Steps to Assess Correctness
- Collect Real-World Data: Gather data from the original problem.
- Run the Model: Use the model to generate results.
- Compare Results: Analyze how closely the model's results match the real-world data.
- Identify Discrepancies: Note any significant differences.
- Refine the Model: Adjust the model to improve its accuracy.
Example
- Traffic Flow Model
- Real-World Data: Average speed of cars on a highway is 60 km/h.
- Model Prediction: The model predicts an average speed of 55 km/h.
- Comparison: The model is close but slightly underestimates the speed.
- Refinement: Adjust the model to account for factors like fewer traffic jams.
Factors Affecting Correctness
- Simplifications: Models often simplify real-world systems, which can lead to inaccuracies.
- Assumptions: Incorrect assumptions can cause the model to deviate from reality.
- Data Quality: Poor quality or incomplete data can affect the model's accuracy.
Note
A model that is too complex may be difficult to validate, while a model that is too simple may lack accuracy.
Challenges in Ensuring Correctness
- Dynamic Systems: Real-world systems may change over time, making it hard for static models to remain accurate.
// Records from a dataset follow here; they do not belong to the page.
PR #7743, opened 2021-06-02
Feature/port minitest to rspec

happythenewsad:
## WHAT
Ports minitest tests and configs to rspec for Comprehension

## WHY
So we only need to manage one test suite across our apps 

## HOW
Used `mt2rspec` gem to get 80% of the code ported. This converter isn't perfect, so some custom re-writing was required.
`mt2rspec`'s rspec style differs slightly from ours:
- it uses parens in it statements: `it('should foo...')`
- it does not add a line of whitespace between rspec blocks
- it uses instance variables in before blocks instead of 'let'

I advocate to merge this PR soon and discuss style fixes afterward (or just leave it). The longer this PR is open, the more we risk accidentally deleting recently-commited minitests (and will need to port each one by hand to rspec).

### Screenshots

### Notion Card Links
https://www.notion.so/quill/Port-Comprehension-Engine-tests-to-Rspec-ef99720812714b15877afa5b8c2289c2

PR Checklist | Your Answer
------------ | -------------
Have you deployed to Staging? | n/a


services/QuillLMS/engines/comprehension/spec/controllers/comprehension/activities_controller_spec.rb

- Unpredictable Variables: Some factors, like human behavior, are difficult to model accurately.
- Data Limitations: Limited or outdated data can reduce the model's correctness.
Case study
Predicting Electricity Demand
Problem:
A national power company wants to predict daily electricity demand (in megawatts, MW) for a large city so it can plan energy production efficiently.
Model Assumption:
The company builds a model that predicts demand based on two factors:
- Temperature (higher demand when hotter due to air conditioning).
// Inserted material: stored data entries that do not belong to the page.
PR #7735, opened 2021-06-01
security patches for LMS and CMS

happythenewsad:
## WHAT
Adds high-severity security patches to QuillLMS and QuillCMS. The most impactful change is bumping CMS puma from 3.x to 4.x

## WHY
We don't want security vulns. 

### Screenshots
(If applicable. Also, please censor any sensitive data)

### Notion Card Links
https://www.notion.so/quill/dependabot-patches-high-priority-part-1-2-7d89ef703c8a43778328def889d7c9dc

PR Checklist | Your Answer
------------ | -------------
Have you added and/or updated tests? |  no - no code change
Have you deployed to Staging? | yes
Self-Review: Have you done an initial self-review of the code below on Github? | yes
Design Review: If applicable, have you compared the coded design to the mockups? | n/a

PR #7770, opened 2021-06-07
Secpatch/high1 2nd attempt

happythenewsad:
## WHAT
This is an extension of #7735, which was reverted due to a prod issue. The only addition in this PR is tweaking `sidekiq` and `sidekiq-pro` versions, so that we don't upgrade to an extend that it breaks our production sidekiq workers. Because `sidekiq` and `sidekiq-pro` versions are not changed in this PR, we can be reasonably confident that it will not cause a production issue like the last, reverted PR caused.

The other gem and npm specifications have already been tested.

### Screenshots

### Notion Card Links

PR Checklist | Your Answer
------------ | -------------
Have you added and/or updated tests? |  no


services/QuillCMS/Gemfile.lock
```diff
@@ -140,37 +148,37 @@ GEM
...
-      slop (~> 3.4)
+    pry (0.14.1)
+      coderay (~> 1.1)
+      method_source (~> 1.0)
     public_suffix (4.0.6)
-    puma (3.12.6)
-    pusher (1.4.3)
+    puma (4.3.8)
+      nio4r (~> 2.0)
+    pusher (2.0.1)
```
dandrabik: There's a major version bump of Pusher (1.4.3 -> 2.0.1). Is this necessary? Has this been tested?

https://github.com/pusher/pusher-http-ruby/blob/master/CHANGELOG.md

dandrabik (changes requested):
Can we remove the Pusher update from this version bump? If not, can we confirm that this has been tested.

services/QuillCMS/Gemfile.lock
happythenewsad: Looks like newrelic_rpm and method_source were bumped significantly as well. I'll attempt to pin them to their previous versions, but will fall back to manual testing if I can't.

happythenewsad:
I was able to pin all three gems so that they didn't change versions.

services/QuillCMS/Gemfile
```diff
@@ -57,7 +58,7 @@ end
 group :development, :test do
   gem 'byebug', platforms: %i[mri mingw x64_mingw]
   gem 'factory_bot_rails', '~> 4.8.2'
-  gem 'pry'
+  gem 'pry', '~> 0.10.4'
```
dandrabik, line 61: This is a `development` only gem, so we don't need to pin it.

dandrabik (approved):
Small comment about unpinning a development gem, but :+1:

services/QuillCMS/Gemfile
happythenewsad: Actually, unpinning will cause bundler to install a high version of `method-source`, and `method-source` is used by production code via the railties gem.

dandrabik: Fine to pin then. :ship:

anathomical (approved):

- Day of the week (higher demand on weekdays than weekends).
The model predicts:
- Weekdays: 5000 MW at 25°C, increasing by 100 MW for each additional degree.
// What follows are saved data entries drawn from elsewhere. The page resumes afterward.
PR #7779, opened 2021-06-09
Back end logic for Comprehension Change Log

cissyxyu:
## WHAT
Curriculum requested a change log feature where they can see update, create, and deletion action for around 25 different possible actions performed on Comprehension Activities, Prompts, and Rules. This is my attempt to write those actions into the back end.

## WHY
They want to be able to track staff changes to Comprehension models.

## HOW
In Comprehension's `ActivitiesController` and `RuleController`, I added `before_action` methods to parse the incoming params and save those params that are about to be changed (because we can't see their old values after updating). 

After saving those params, the CRUD action is called. If successful, the controller then calls `log_update` or `log_create` or `log_deletion` on all the instances that just got updated, including the nested instances (e.g. `RegexRule` which is nested under `Rule`).

### Screenshots

### Notion Card Links
https://www.notion.so/quill/Create-an-activity-change-log-2f7563fbef0d42be84ad733676689e08

PR Checklist | Your Answer
------------ | -------------


services/QuillLMS/app/models/change_log.rb
```diff
@@ -67,13 +67,39 @@ class ChangeLog < ActiveRecord::Base
...
+    delete_semantic: 'Semantic Label - deleted',
+    update_semantic: 'Semantic Label - updated',
+    update_feedback_1: 'Semantic Label First Layer Feedback - updated',
+    update_highlight_1: 'Semantic Label First Layer Feedback Highlight - updated',
+    update_feedback_2: 'Semantic Label Second Layer Feedback - updated',
+    update_highlight_2: 'Semantic Label Second Layer Feedback Highlight - updated',
+    create_plagiarism: 'Plagiarism - created',
+    update_plagiarism: 'Plagiarism - updated',
+    update_universal: 'Universal Rule - updated',
+    create_universal: 'Universal Rule - created'
```
anathomical, line 91: I know that this is pretty explicitly what is being asked for, but this list is so extensive and detailed that it feels out of place in a "generic" logging tool.

services/QuillLMS/engines/comprehension/app/controllers/comprehension/activities_controller.rb
```diff
@@ -4,6 +4,7 @@ module Comprehension
   class ActivitiesController < ApplicationController
     skip_before_action :verify_authenticity_token
     before_action :set_activity, only: [:show, :update, :destroy, :rules]
+    before_action :save_nested_vars_for_log, only: [:update, :create]
```
anathomical, line 7: Not a huge deal, but because you're explicitly calling `log_nested_changes` inside both `create` and `update`, and given that the values set by `save_nested_vars_for_log` seem to only be used in `log_nested_changes`, it seems like making this a `before_action` is unnecessary.  You could just call `save_nested_vars_for_log` at the top of `log_nested_changes`.

It's a pretty minor detail, but it seems lightly less complicated to avoid the `before_action` since you have to explicitly call functions in the actions anyway.

services/QuillLMS/engines/comprehension/app/controllers/comprehension/rules_controller.rb
```diff
@@ -2,6 +2,7 @@ module Comprehension
   class RulesController < ApplicationController
     skip_before_action :verify_authenticity_token
     before_action :set_rule, only: [:show, :update, :destroy]
+    before_action :save_nested_vars_for_log, only: [:create, :update]
```
anathomical, line 5: Same note here as in the `activities_controller` file.  This probably doesn't need to be a `before_action`.

services/QuillLMS/engines/comprehension/app/controllers/comprehension/rules_controller.rb
```diff
@@ -21,8 +22,9 @@ def show
     # POST /rules.json
     def create
       @rule = Comprehension::Rule.new(rule_params)
-
       if @rule.save
+        @rule.log_creation(lms_user_id)
+        @rule.label.log_creation(lms_user_id) if @rule.label.present?
```
anathomical, line 27: I actually like your syntactic approach on line 49 for this more.  `@rule.label&.log_creation(lms_user_id)` reads better than using the `if` clause.

services/QuillLMS/engines/comprehension/app/controllers/comprehension/rules_controller.rb
```diff
@@ -59,5 +65,96 @@ def destroy
...
+      @feedback_vals = []
+      @highlights_vals = []
+      @plagiarism_text_vals = []
+      @regex_rules_vals = []
+      @rule_vals = []
+    end
+
+    private def save_label_vars_for_log
+      label = Comprehension::Rule.find_by_id(params[:id])&.label
+      if label.present?
```
anathomical: This seems like a good place for an early return.  If you `return unless label.present?` here you don't need to wrap the rest of the code in an `if` block.

services/QuillLMS/engines/comprehension/app/controllers/comprehension/rules_controller.rb
```diff
@@ -59,5 +65,96 @@ def destroy
...
+
+    private def save_regex_rules_vars_for_log
+      rule_params[:regex_rules_attributes]&.each do |rr|
+        old_regex = Comprehension::RegexRule.find_by_id(rr[:id])&.regex_text
+        @regex_rules_vals.push({id: rr[:id], regex_text: old_regex || rr[:regex_text]}) if rr[:regex_text] && rr[:regex_text] != old_regex
+      end
+    end
+
+    private def save_plagiarism_text_vars_for_log
+      if rule_params[:plagiarism_text_attributes]&.key?(:text)
```
anathomical, line 108: Again, this could be a nice early return.

services/QuillLMS/engines/comprehension/app/controllers/comprehension/rules_controller.rb
```diff
@@ -59,5 +65,96 @@ def destroy
...
+        pt = rule_params[:plagiarism_text_attributes]
+        old_text = Comprehension::PlagiarismText.find_by_id(pt[:id])&.text
+        @plagiarism_text_vals.push({id: pt[:id], text: old_text || pt[:text]}) if pt[:text] && pt[:text] != old_text
+      end
+    end
+
+    private def save_rule_vars_for_log
+      rule = Comprehension::Rule.find_by_id(params[:id])
+      if rule.present?
```
anathomical, line 117: Early return again.

services/QuillLMS/engines/comprehension/app/controllers/comprehension/rules_controller.rb
```diff
@@ -59,5 +65,96 @@ def destroy
...
+        end
+      end
+    end
+
+    private def log_nested_changes
+      @feedback_vals.each do |f|
+        if f[:id]
+          Comprehension::Feedback.find(f[:id]).log_update(lms_user_id, "#{f[:label_string]}\n#{f[:text]}")
+        else
+          Comprehension::Feedback.find_by(text: f[:text])&.log_update(lms_user_id, f[:label_string])
```
anathomical, line 133: I would be concerned that this could get multiple results in cases where we have, say, a Regex Rule that is used in multiple activities.  `find_by` will take the first item it finds with no sense of ordering, so you could easily be logging "updates" to the wrong Feedback record.

At least I think so.

services/QuillLMS/engines/comprehension/app/controllers/comprehension/rules_controller.rb
```diff
@@ -59,5 +65,96 @@ def destroy
...
+          Comprehension::Highlight.find(h[:id]).log_update(lms_user_id, "#{h[:label_string]}\n#{h[:text]}")
+        else
+          Comprehension::Highlight.find_by(text: h[:text])&.log_update(lms_user_id, h[:label_string])
+        end
+      end
+      @regex_rules_vals.each do |r|
+        if r[:id]
+          Comprehension::RegexRule.find(r[:id]).log_update(lms_user_id, r[:regex_text])
+        else
+          Comprehension::RegexRule.find_by(regex_text: r[:regex_text])&.log_update(lms_user_id, nil)
```
anathomical, line 147: Again, I'd be worried about duplicate Regex rules that are used in multiple Activities.

services/QuillLMS/engines/comprehension/app/controllers/comprehension/rules_controller.rb
```diff
@@ -59,5 +65,96 @@ def destroy
...
+        end
+      end
+      @plagiarism_text_vals.each do |pt|
+        if pt[:id]
+          Comprehension::PlagiarismText.find(pt[:id]).log_update(lms_user_id, pt[:value])
+        else
+          Comprehension::PlagiarismText.find_by(text: pt[:text])&.log_update(lms_user_id, nil)
```
anathomical, line 154: In theory this should be safe to use, but I know that there's been some discussion by Curriculum about "duplicating" activities to track performance separately.  In cases of duplicates, we'll likely end up with some records that have identical text values, and this lookup could easily pull and update the wrong one.

services/QuillLMS/engines/comprehension/app/controllers/comprehension/rules_controller.rb
```diff
@@ -59,5 +65,96 @@ def destroy
...
+          Comprehension::Feedback.find(f[:id]).log_update(lms_user_id, "#{f[:label_string]}\n#{f[:text]}")
+        else
+          Comprehension::Feedback.find_by(text: f[:text])&.log_update(lms_user_id, f[:label_string])
+        end
+      end
+      @highlights_vals.each do |h|
+        if h[:id]
+          Comprehension::Highlight.find(h[:id]).log_update(lms_user_id, "#{h[:label_string]}\n#{h[:text]}")
+        else
+          Comprehension::Highlight.find_by(text: h[:text])&.log_update(lms_user_id, h[:label_string])
```
anathomical, line 140: Same note as Plagiarism below.  In theory this should be fine, but if Curriculum duplicates activities, we should expect multiple items with the same values.

services/QuillLMS/engines/comprehension/app/models/comprehension/activity.rb
```diff
@@ -51,5 +55,13 @@ def serializable_hash(options = nil)
     private def expire_turking_rounds
       turking_rounds.each(&:expire!)
     end
+
+    def log_creation(user_id)
+      log_change(user_id, :create_activity, self, nil, nil, nil, "Comprehension Activity #{id} - active")
```
anathomical: I'm not sure that there's a cleaner way to do this, but the use of `:create_activity` here is risky.  While Ruby symbols may feel more "static" than a simple string, they're just as prone to typos.  It'd be better if we could somehow make this a constant.  (That might mean making the individual values in the `ChangeLog` model into constants...)
```ruby
COMPREHENSION_ACTIONS = [
  COMPREHENSION_CREATE_ACTIVITY = 'Comprehension Activity - created',
  ...
]
```
You can reference something like this via `ChangeLog::COMPREHENSION_CREATE_ACTIVITY`.

services/QuillLMS/engines/comprehension/app/models/comprehension/activity.rb
```diff
@@ -51,5 +55,13 @@ def serializable_hash(options = nil)
...
+    end
+
+    def log_deletion(user_id)
+      log_change(user_id, :delete_activity, self, nil, nil, "Comprehension Activity #{id} - active", "Comprehension Activity #{id} - deleted")
```
anathomical: Same as above.

services/QuillLMS/engines/comprehension/app/models/comprehension/automl_model.rb
```diff
@@ -113,5 +114,13 @@ def older_models
       model = automl_client.get_model(name: automl_model_full_id)
       model.display_name
     end
+
+    def log_creation(user_id)
+      log_change(user_id, :create_automl, prompt, nil, nil, nil, automl_model_id)
```
anathomical: Same note as in `Activity` about symbols vs constants.

services/QuillLMS/engines/comprehension/app/models/comprehension/feedback.rb
```diff
@@ -20,5 +22,31 @@ def serializable_hash(options = nil)
         include: [:highlights]
       ))
     end
+
+    private def semantic_rule
```
anathomical, line 26: Not that important, but it's Rails convention to name functions that provide boolean responses with `?` at the end.  So this, and the next two functions, should probably be `def semantic_rule?`, `def first_order?`, and `def second_order?`.

services/QuillLMS/engines/comprehension/app/models/comprehension/feedback.rb
```diff
@@ -20,5 +22,31 @@ def serializable_hash(options = nil)
...
+    end
+
+    private def second_order
+      order == 1
+    end
+
+    def log_update(user_id, prev_value)
+      if semantic_rule && first_order
+        rule&.prompts&.each do |prompt|
+          log_change(user_id, :update_feedback_1, prompt, nil, nil, prev_value, "#{rule.label.name} | #{rule.name}\n#{text}")
```
anathomical: This may be something that's actually intended, but won't this cause massive duplication if used for a universal rule?  It already causes a lot of duplication for just a Regex rule that applies to all three prompts, where things get logged three times, but if a universal rule gets this update, it'll get dozens of duplicates.

services/QuillLMS/engines/comprehension/app/models/comprehension/highlight.rb
```diff
@@ -21,5 +23,29 @@ def serializable_hash(options = nil)
         only: [:id, :feedback_id, :text, :highlight_type, :starting_index]
       ))
     end
+
+    private def semantic_rule
```
anathomical, line 27: Same notes as in `Feedback` above.

services/QuillLMS/engines/comprehension/app/models/comprehension/highlight.rb
```diff
@@ -21,5 +23,29 @@ def serializable_hash(options = nil)
...
+
+    private def first_order
+      feedback.order == 0
+    end
+
+    private def second_order
+      feedback.order == 1
+    end
+
+    def log_update(user_id, prev_value)
```
anathomical, line 39: Again, possible risks around universal rules and duplication.

services/QuillLMS/engines/comprehension/app/models/comprehension/label.rb
```diff
@@ -26,5 +28,17 @@ def serializable_hash(options = nil)
         errors.add(:name, "can't be the same as any other labels related to the same prompt")
       end
     end
+
+    def log_creation(user_id)
```
anathomical, line 44: Again, possible risks around duplication.  (Again, maybe this is something we actually want, but worth calling out.)

services/QuillLMS/engines/comprehension/app/models/comprehension/prompt.rb
```diff
@@ -11,6 +13,7 @@ class Prompt < ActiveRecord::Base
     has_many :automl_models, inverse_of: :prompt
     has_many :prompts_rules
     has_many :rules, through: :prompts_rules, inverse_of: :prompts
+    has_many :change_logs
```
anathomical, line 16: Does this actually work?  `ChangeLog` is a model that isn't inside the Comprehension Engine, which leads me to suspect that this automatic relationship short-cut in Rails wouldn't work.

services/QuillLMS/engines/comprehension/lib/comprehension/comprehension/change_log.rb
```diff
@@ -0,0 +1,17 @@
...
+        user_id: user_id,
+        action: Comprehension.change_log_class::COMPREHENSION_ACTIONS[action],
+        changed_record_type: changed_record.class.name,
+        changed_record_id: changed_record.id,
+        explanation: explanation,
+        changed_attribute: changed_attribute,
+        previous_value: previous_value,
+        new_value: new_value
+      }
+      Comprehension.change_log_class.create(change_log)
```
anathomical, line 14: Not the end of the world, but there's no error handling on this.  If something does go wrong, or something is invalid, this makes it look like the error will get swallowed.  Maybe that's fine for now since we don't really know what we want to do to handle errors, but something worth thinking about, maybe.

services/QuillLMS/engines/comprehension/app/models/comprehension/rule.rb
```diff
@@ -34,6 +37,7 @@ class Rule < ActiveRecord::Base
     has_many :prompts_rules, inverse_of: :rule
     has_many :prompts, through: :prompts_rules, inverse_of: :rules
     has_many :regex_rules, inverse_of: :rule, dependent: :destroy
+    has_many :change_logs
```
anathomical, line 40: Again, does this work?  Additionally, is it necessary?

services/QuillLMS/engines/comprehension/app/models/comprehension/rule.rb
```diff
@@ -98,5 +114,64 @@ def display_name
         errors.add(:prompts, "prompt #{prompt.id} already has a plagiarism rule") if prompt.rules.where(rule_type: TYPE_PLAGIARISM).first&.id
       end
     end
+
+    def log_creation(user_id)
+      if regex?
```
anathomical, line 119: Not sure if this is actually be better, but this could be a set of early returns:
```ruby
return send_change_log(...) if ...
return send_change_log(...) if ...
```
And so on.

services/QuillLMS/engines/comprehension/app/models/comprehension/rule.rb
```diff
@@ -98,5 +114,64 @@ def display_name
...
+      elsif plagiarism?
+        send_change_log(user_id, :create_plagiarism, change_text_plagiarism)
+      elsif universal?
+        send_change_log(user_id, :create_universal, change_text_universal)
+      end
+    end
+
+    def log_deletion(user_id)
+      if regex?
+        send_change_log(user_id, :delete_regex, nil, change_text_regex)
```
anathomical, line 130: Since this is a one liner, I'd do it with the `if` at the end of the `send_change_log` line.

services/QuillLMS/engines/comprehension/app/models/comprehension/rule.rb
```diff
@@ -98,5 +114,64 @@ def display_name
...
+        prev_values = change_text_plagiarism(old_values_arr)
+        send_change_log(user_id, :update_plagiarism, change_text_plagiarism(new_values(new_values_arr || old_values_arr)), prev_values)
+      elsif universal?
+        prev_values = change_text_universal(old_values_arr)
+        send_change_log(user_id, :update_universal, change_text_universal(new_values(new_values_arr || old_values_arr)), prev_values)
+      end
+    end
+
+    private def send_change_log(user_id, action_type, new_value, prev_value=nil)
+      prompts&.each do |prompt|
```
anathomical: Again, I'm a bit worried about the potential duplication on Universal rules if that's not something we actively want.

anathomical (changes requested):
A number of minor concerns about specific implementation, but the overall approach seems solid to me.  Would like to see a couple of items cleaned up, but this is probably close to ready to go.

services/QuillLMS/app/models/change_log.rb
happythenewsad: I agree. Have you considered using an existing gem to abstract away some of this feature's complexity? Example: https://github.com/collectiveidea/audited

- Weekends: 4000 MW at 25°C, increasing by 80 MW per degree.
Real-World Data Collection (One Week):
- Monday (27°C): Model predicted 5200 MW → Observed 5100 MW
- Tuesday (30°C): Model predicted 5500 MW → Observed 5400 MW
- Wednesday (28°C): Model predicted 5300 MW → Observed 5200 MW
- Thursday (26°C): Model predicted 5100 MW → Observed 5000 MW
- Friday (29°C): Model predicted 5400 MW → Observed 5600 MW
- Saturday (31°C): Model predicted 4240 MW → Observed 4500 MW
- Sunday (30°C): Model predicted 4160 MW → Observed 4300 MW
Comparison of Model vs Real Data:
- For weekdays (Mon–Thu), the model is generally accurate (differences of ~100 MW).
- On Friday, the model underestimates demand (predicted 5400 vs actual 5600).
- On weekends, the model consistently underestimates demand by about 200–300 MW.
Discussion of Correctness:
- The model is partially correct: it captures the relationship between temperature and demand, and weekday vs weekend differences.
- However, it fails to account for special factors:
- Friday evening peak (people staying home earlier for the weekend).
- Weekend activities (shopping centres, entertainment) that drive higher electricity use than expected.
- Data quality is limited to one week, so unusual events (heatwaves, holidays) are not represented.
Refinement:
- Add variables for time of day, special events/holidays, and economic activity.
- Collect data for several months to improve reliability.
- Use statistical error measures (e.g., Mean Absolute Error) to quantify correctness more formally.